Así tenemos que alguien decidió que el famoso futbolista brasileño Neymar valía 222 millones de euros (1) que, si se me permite la ociosa conversión, son aproximadamente $4,692,000,000 de pesos mexicanos. Ese es el precio de la genialidad y ¿acaso alguien osaría criticar que un negocio como lo es el futbol se maneje con esos números en un mundo donde la riqueza está tan bien distribuida? Además, a las sociedades actuales, les surge una como fascinación, como si percibieran el aroma de la gloria al mirar ese espectáculo maravilloso que es la riqueza de los otros. Transitan con los ojos brillosos entre creer que podrían aspirar a eso o sentir que, a pesar de todo se tiene lo necesario para ser felices… empezando por esos hijos tan maravillosos.

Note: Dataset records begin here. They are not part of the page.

PR #2441, opened 2026-05-29
fix: org owned objects with access via api token, return error, confi…

golanglemonade:
- fixes a bug where org owned objects (e.g. not object owned) were still returned even if the api token didn't have the scope
- now returns an error instead of empty results if the token doesn't have all scopes required for the request, info log logged with object type + token id for debugging
- pulls in iam v0.32.0 to update default config for module file
- removes authentik db creation from main setup, moves to it's own init script; removes windmill db as its not used


adelowo (approved):

theopenlane-bender:

**📋 Draft PR**: https://github.com/theopenlane/openlane-infra/pull/960

### Changes Preview:

- 🔄 Merged Helm values.yaml

PR #2453, opened 2026-06-03
NDA Approval Email

matoszz:
Adds new NDA approval email that gets sent to owners, super admins, and admins - the construction uses a single email with multiple recipients rather than a single email per user. Easily changed if the behavior is undesirable. Since you can't link to a specific approval request (they are all in a table) the URL behind the button is static.


golanglemonade (dismissed):
LGTM but you have some failing tests - probably related to sending out two emails now instead of 1 and its string checking the email text

golanglemonade (approved):

PR #2467, opened 2026-06-10
Allow for dynamic assignment of roles to users

adelowo:
- added `/account/organization-roles` ( post, delete and get ) to 
  - fetch roles the currently authenticated user has 
  - assign a new role to users/groups
  - delete a role from users/groups
- extend fga parser with new  `@role`


common/openapi/models.go
```diff
@@ -2561,9 +2564,92 @@ var ExampleRolesRequest = RolesRequest{}
...
+		},
+		{
+			ID:          "risk_manager",
+			Name:        "Risk Manager",
+			Description: "Can manage risks, vulnerabilities, and findings",
+		},
 	},
 }
+
+// OrganizationRolesRequest contains roles that can be assigned to users or groups.
```
golanglemonade:
```suggestion
// OrganizationRolesRequest contains functional roles that can be assigned to users or groups in addition to their base level org role such as member, admin, etc. 
```

internal/httpserve/handlers/roles.go
```diff
@@ -2,33 +2,235 @@ package handlers
...
+
+	ok, err = fgamodel.IsOrganizationRole(in.Role)
+	if err != nil {
+		logx.FromContext(reqCtx).Error().Err(err).Msg("error retrieving organization roles")
+		return h.InternalServerError(ctx, ErrProcessingRequest, openapi)
+	}
+
+	if !ok {
+		return h.BadRequest(ctx, ErrInvalidInput, openapi)
+	}
```
golanglemonade: Should this be in the `Validate` function instead?

golanglemonade (commented):
LGTM. Can you add a few graphapi tests that assign some of these functional roles and make sure the user can then edit. I dont think I added tests originally when making these. A good example would be a new member user in the policy tests, make sure they can't edit the policy by default, give them the policy manager role and now they should be able to edit/delete any policy.

golanglemonade (approved):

Mientras la pasarela de los números y cantidades pasa frente a nosotros, en un fondo de sobrepoblación y pobreza, los medios de comunicación y los gobernantes lanzan datos de millonadas en cuanta cosa pueda ocurrírseles: gastos de campaña, sueldos de altos funcionarios, compras de autos de lujo, robo de dinero público por parte de los gobernadores… ¡Ah! Pero ese es dinero mal habido. Hay dos tipos de millonadas: las conseguidas con trabajo, como las de Slim y las del citado Neymar; y las otras conseguidas con trabajo, como las del Chapo Guzmán y Javier Duarte. ¿Si ve la diferencia?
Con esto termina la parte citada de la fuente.